# Required work
Every line of the entries below that includes "renamed" belongs in the answer, copied as written.

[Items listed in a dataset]
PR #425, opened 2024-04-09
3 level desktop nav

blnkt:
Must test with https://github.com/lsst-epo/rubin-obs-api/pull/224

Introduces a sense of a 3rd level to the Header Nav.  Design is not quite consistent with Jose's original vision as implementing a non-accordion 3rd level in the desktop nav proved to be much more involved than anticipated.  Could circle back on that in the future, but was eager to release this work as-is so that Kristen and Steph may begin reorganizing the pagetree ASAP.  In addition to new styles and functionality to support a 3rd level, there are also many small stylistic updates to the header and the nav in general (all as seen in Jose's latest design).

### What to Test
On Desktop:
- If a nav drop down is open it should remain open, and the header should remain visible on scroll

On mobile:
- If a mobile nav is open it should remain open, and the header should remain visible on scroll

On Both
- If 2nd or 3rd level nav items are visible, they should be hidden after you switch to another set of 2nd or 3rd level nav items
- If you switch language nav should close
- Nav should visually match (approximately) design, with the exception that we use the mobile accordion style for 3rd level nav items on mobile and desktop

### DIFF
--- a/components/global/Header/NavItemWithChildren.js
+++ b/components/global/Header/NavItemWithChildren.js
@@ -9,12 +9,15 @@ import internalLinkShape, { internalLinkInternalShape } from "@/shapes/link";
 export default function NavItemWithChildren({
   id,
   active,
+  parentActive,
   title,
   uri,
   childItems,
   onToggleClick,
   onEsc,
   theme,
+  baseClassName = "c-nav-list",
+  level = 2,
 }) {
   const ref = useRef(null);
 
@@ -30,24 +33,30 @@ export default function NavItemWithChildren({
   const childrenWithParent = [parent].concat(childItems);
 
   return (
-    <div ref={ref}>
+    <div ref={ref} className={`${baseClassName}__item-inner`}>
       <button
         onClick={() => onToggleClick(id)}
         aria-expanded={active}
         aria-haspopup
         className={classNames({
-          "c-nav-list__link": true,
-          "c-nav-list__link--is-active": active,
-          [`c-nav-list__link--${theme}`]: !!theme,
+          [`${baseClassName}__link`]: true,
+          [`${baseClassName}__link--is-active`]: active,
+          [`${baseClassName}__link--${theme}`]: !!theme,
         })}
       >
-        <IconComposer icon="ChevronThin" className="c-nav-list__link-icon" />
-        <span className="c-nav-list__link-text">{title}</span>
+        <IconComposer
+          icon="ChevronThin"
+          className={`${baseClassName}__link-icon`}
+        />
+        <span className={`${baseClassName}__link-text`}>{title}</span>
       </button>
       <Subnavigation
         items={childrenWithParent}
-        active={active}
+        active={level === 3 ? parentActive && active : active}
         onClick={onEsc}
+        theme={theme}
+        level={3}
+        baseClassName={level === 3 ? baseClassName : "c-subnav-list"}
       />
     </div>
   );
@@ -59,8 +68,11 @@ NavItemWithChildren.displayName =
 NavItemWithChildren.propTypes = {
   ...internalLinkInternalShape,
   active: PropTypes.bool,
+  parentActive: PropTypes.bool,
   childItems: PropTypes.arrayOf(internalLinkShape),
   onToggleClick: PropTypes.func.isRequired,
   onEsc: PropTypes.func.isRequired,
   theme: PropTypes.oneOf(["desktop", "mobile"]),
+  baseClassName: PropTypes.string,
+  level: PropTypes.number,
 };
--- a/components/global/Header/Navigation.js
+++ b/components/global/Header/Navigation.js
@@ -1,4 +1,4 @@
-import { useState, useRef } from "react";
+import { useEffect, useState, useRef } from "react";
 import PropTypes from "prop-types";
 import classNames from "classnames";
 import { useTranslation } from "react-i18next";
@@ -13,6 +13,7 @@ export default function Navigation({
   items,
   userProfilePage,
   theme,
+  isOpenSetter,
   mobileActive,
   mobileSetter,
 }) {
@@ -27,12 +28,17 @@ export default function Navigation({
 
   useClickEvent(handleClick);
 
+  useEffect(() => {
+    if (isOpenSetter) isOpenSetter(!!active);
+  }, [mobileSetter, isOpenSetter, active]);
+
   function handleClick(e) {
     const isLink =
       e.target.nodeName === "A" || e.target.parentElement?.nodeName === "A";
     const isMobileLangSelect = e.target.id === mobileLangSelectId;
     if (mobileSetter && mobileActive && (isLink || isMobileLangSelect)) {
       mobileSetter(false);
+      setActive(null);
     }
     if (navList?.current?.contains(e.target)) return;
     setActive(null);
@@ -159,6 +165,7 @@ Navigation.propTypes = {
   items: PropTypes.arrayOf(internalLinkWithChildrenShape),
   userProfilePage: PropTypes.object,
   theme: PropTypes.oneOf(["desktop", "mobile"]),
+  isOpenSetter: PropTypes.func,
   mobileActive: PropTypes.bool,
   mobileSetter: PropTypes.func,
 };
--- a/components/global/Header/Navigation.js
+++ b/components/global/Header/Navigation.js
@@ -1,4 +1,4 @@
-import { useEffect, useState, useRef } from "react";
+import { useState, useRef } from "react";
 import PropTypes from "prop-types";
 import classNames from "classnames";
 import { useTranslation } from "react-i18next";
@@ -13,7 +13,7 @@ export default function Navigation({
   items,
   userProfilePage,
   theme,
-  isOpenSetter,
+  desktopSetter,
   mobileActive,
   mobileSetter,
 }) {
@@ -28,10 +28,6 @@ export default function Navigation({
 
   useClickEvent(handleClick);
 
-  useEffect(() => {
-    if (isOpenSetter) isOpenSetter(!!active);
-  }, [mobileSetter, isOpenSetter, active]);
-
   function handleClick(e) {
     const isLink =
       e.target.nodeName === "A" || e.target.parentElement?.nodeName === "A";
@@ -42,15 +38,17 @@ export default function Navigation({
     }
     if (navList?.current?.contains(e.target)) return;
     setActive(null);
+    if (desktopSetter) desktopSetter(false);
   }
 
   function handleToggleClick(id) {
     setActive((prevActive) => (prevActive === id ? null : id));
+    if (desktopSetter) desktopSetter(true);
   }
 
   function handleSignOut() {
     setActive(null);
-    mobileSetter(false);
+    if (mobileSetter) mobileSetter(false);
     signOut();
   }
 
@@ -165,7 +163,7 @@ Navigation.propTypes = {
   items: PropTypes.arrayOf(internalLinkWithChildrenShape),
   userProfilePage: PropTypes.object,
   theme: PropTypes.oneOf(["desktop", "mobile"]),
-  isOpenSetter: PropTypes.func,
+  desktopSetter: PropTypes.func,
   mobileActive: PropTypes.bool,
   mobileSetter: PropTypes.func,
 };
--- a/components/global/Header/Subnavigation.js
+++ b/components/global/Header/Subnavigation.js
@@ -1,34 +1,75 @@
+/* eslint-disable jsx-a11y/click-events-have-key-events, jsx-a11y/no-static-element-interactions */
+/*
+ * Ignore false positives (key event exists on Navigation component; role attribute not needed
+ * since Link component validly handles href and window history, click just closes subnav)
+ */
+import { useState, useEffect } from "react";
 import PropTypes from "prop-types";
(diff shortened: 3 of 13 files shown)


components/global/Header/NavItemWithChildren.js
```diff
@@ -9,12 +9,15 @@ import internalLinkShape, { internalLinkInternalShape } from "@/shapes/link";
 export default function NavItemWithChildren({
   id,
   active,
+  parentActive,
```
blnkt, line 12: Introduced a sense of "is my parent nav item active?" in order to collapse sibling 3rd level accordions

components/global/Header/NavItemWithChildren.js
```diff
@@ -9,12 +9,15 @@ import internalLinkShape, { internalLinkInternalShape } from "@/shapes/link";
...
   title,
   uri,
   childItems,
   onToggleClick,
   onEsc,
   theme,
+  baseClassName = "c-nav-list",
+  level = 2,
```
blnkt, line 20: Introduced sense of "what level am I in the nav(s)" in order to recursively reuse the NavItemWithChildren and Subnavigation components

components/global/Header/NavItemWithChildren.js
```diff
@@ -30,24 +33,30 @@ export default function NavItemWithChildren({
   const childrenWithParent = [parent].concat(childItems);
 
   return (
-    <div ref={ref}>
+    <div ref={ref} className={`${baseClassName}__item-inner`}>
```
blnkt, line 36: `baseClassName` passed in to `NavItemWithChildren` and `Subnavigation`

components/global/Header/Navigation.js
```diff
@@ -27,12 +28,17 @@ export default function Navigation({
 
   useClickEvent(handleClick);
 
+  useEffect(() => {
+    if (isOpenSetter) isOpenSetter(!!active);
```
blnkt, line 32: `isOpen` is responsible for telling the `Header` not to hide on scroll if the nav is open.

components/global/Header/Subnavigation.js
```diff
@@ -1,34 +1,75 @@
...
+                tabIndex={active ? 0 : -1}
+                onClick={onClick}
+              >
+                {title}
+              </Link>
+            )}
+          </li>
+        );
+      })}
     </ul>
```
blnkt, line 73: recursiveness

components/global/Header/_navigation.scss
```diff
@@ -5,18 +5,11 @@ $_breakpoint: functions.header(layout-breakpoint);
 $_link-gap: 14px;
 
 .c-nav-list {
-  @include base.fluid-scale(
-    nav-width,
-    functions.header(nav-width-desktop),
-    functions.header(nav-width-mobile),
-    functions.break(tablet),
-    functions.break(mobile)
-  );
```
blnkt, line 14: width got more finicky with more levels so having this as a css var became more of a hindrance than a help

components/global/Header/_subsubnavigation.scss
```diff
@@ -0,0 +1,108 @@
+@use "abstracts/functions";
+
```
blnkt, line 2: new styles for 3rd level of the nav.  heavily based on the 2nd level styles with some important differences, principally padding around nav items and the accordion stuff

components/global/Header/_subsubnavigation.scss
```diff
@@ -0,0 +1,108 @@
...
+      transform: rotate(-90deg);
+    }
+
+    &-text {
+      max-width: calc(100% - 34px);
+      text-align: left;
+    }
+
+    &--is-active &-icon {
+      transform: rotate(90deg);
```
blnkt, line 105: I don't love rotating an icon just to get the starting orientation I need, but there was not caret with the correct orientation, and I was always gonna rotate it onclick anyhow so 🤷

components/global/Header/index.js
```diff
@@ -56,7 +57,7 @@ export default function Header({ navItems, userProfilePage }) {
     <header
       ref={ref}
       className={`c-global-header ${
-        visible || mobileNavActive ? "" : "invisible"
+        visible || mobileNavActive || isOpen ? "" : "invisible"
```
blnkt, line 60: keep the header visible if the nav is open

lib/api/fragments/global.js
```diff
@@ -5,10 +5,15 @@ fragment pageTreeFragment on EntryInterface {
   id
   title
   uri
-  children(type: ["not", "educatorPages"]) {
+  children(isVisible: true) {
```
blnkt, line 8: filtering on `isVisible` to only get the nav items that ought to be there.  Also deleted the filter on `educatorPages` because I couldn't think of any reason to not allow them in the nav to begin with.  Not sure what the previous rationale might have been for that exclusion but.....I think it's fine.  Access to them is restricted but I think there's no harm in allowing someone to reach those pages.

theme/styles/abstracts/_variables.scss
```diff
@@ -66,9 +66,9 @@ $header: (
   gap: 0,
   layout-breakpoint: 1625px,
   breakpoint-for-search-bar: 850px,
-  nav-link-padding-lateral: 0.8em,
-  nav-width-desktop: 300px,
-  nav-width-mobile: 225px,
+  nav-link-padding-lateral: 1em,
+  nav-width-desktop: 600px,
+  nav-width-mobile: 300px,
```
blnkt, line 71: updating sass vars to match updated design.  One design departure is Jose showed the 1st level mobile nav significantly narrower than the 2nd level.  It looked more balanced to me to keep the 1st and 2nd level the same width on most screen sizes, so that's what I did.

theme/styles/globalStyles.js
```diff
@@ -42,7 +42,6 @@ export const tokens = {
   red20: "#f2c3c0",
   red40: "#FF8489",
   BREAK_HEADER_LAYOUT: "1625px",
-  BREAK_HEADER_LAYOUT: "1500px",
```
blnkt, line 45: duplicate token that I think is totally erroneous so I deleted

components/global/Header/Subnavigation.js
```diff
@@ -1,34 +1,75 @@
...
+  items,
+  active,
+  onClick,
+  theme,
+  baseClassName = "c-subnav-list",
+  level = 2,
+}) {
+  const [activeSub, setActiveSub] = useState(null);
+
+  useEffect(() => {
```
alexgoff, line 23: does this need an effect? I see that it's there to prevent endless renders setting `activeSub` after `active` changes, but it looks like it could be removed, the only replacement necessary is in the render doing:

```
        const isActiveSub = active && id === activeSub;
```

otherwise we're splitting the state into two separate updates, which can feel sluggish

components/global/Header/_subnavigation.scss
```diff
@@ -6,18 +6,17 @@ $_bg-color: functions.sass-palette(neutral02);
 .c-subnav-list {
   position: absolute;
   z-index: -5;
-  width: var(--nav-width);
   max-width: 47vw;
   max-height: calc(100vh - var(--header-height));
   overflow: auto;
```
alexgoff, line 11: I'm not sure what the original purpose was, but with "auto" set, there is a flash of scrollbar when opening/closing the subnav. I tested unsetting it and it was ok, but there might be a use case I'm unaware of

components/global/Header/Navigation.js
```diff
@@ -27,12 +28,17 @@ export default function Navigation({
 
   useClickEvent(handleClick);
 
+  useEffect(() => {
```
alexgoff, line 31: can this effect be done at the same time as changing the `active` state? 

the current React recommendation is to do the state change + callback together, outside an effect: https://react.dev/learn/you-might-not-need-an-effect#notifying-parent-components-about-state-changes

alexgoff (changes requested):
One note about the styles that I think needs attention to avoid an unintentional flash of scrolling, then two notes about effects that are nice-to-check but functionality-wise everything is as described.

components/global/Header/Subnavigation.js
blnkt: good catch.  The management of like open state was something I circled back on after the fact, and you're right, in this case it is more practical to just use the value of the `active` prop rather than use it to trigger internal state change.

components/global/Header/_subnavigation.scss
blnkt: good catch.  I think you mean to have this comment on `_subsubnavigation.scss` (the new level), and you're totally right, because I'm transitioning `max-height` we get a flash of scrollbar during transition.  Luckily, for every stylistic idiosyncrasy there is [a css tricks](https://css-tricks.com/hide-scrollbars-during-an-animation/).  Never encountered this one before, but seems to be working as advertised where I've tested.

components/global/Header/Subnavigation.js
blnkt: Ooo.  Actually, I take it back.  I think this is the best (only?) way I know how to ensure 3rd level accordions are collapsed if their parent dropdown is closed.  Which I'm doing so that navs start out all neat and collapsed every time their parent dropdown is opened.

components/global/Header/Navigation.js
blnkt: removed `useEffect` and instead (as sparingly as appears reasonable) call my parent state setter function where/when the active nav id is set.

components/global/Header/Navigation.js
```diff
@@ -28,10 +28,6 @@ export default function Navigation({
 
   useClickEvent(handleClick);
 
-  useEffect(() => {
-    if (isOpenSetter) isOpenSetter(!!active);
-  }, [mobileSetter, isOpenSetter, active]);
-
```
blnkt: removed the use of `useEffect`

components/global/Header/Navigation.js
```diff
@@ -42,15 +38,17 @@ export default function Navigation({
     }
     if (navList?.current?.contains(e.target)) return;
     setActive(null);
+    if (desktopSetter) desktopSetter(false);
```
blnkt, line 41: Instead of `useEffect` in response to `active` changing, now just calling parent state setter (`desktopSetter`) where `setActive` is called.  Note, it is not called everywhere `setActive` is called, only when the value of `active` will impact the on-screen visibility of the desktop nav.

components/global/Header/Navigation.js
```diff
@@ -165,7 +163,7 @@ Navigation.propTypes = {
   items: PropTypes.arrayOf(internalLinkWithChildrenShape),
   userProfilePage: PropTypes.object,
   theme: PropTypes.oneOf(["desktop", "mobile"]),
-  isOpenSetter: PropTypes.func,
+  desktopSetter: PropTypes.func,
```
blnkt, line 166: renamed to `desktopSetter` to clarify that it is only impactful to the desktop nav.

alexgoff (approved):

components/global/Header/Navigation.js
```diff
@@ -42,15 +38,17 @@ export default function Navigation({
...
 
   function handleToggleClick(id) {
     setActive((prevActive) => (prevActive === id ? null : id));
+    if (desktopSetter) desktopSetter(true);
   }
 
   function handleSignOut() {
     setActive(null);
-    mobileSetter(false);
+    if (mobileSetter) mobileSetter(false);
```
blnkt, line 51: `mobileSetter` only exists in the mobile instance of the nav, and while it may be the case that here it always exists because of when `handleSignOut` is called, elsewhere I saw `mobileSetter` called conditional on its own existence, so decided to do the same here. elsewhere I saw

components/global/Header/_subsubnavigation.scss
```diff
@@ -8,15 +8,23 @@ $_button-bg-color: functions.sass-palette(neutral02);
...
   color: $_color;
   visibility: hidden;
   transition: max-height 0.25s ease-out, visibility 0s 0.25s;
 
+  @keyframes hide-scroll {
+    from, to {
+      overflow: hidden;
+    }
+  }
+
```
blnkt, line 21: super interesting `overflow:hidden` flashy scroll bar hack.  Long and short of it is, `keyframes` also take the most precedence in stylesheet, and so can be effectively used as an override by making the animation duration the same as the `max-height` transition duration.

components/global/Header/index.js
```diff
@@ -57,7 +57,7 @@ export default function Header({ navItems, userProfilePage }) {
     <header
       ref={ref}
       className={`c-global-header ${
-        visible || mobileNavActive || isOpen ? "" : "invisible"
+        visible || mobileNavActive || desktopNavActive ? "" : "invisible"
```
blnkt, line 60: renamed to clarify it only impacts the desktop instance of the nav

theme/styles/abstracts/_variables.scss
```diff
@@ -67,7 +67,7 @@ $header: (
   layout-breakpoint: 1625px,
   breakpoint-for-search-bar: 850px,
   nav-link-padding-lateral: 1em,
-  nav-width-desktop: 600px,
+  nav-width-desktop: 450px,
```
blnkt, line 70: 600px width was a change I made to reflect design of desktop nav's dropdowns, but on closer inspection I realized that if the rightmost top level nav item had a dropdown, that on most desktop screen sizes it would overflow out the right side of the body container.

# Exercise solution
blnkt, line 166: renamed to `desktopSetter` to clarify that it is only impactful to the desktop nav.
blnkt, line 60: renamed to clarify it only impacts the desktop instance of the nav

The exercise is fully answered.